A bridge principle for harmonic diffeomorphisms between surfaces (Q1599386)

The authors prove the following result. Theorem. Let \(\Sigma_\iota\) be embedded closed surfaces of a Riemannian manifold \(M\), \(\tilde\Sigma_\iota\) be embedded closed surfaces of a Riemannian manifold \(\tilde M\), \(\dim M,\dim\tilde M\geq 3\), and \(\text{genus}(\Sigma_\iota)=\text{genus}(\tilde\Sigma_\iota)\geq 2\), for \(\iota=0,1\). Let \(f_\iota:\Sigma_\iota\to\tilde\Sigma_\iota\) be harmonic diffeomorphisms.
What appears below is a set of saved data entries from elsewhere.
PR #4985, opened 2024-06-19
EES-5243 Add CORS policy to allow access to public API from public frontend

ntsim:
This PR adds a CORS policy for the public API so that clients from the public frontend can access it.

## Other changes

- Disabled Renovate for Bicep resources as this was suggesting incorrect versions that do not have official documentation and consequently have broken intellisense. In the future, we should manually upgrade these resource as required.

### DIFF
--- a/infrastructure/templates/public-api/parameters/main-preprod.bicepparam
+++ b/infrastructure/templates/public-api/parameters/main-preprod.bicepparam
@@ -3,6 +3,11 @@ using '../main.bicep'
 // Environment Params
 param environmentName = 'Pre-Production'
 
+param publicUrls = {
+  contentApi: 'https://s101p02-as-ees-content.azurewebsites.net'
+  publicApp: 'https://pre-production.explore-education-statistics.service.gov.uk'
+}
+
 // PostgreSQL Database Params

Suppose that \(\gamma\), \(\tilde\gamma\) are Jordan arcs connecting \(\Sigma_0\) and \(\Sigma_1\), \(\tilde\Sigma_0\) and \(\tilde\Sigma_1\), respectively, satisfying that \(\gamma\cap\Sigma_\iota=\gamma(\iota)\), and \(\tilde\gamma\cap\tilde\Sigma_\iota=\tilde\gamma(\iota)=f_\iota(\gamma(\iota))\), for \(\iota=0,1\). Then in any sufficiently small \(\epsilon\)-neighborhood of \(\gamma\) (small \(\epsilon\)-neighborhood of \(\tilde\gamma\), respectively), one can connect \(\Sigma_0\) and \(\Sigma_1\) by a bridge tube \(T_\epsilon\), (\(\tilde\Sigma_0\) and \(\tilde\Sigma_1\) by a bridge tube \(\tilde T_\epsilon\), respectively), and find a harmonic diffeomorphism \(F_\epsilon\) from the smooth bridged surface \(\Sigma_0\sharp_{T_\epsilon}\Sigma_1\) onto the smooth bridged surface \(\tilde\Sigma_0\sharp_{\tilde T_\epsilon}\tilde\Sigma_1\). Furthermore, as the radius of \(T_\epsilon\) shrinks to zero (i.e., \(\epsilon\to 0\)), \(\{F_\epsilon\}\) converges to \(f_\iota\) (in the \(C^k\)-topology, \(k>2\)) on each compact subset of \(\Sigma_\iota\setminus\gamma_\iota\), for \(\iota=0,1\). As the authors write, the main point is the limit behavior. There exist corresponding results in the higher dimensional case, but these methods break down in the situation considered here.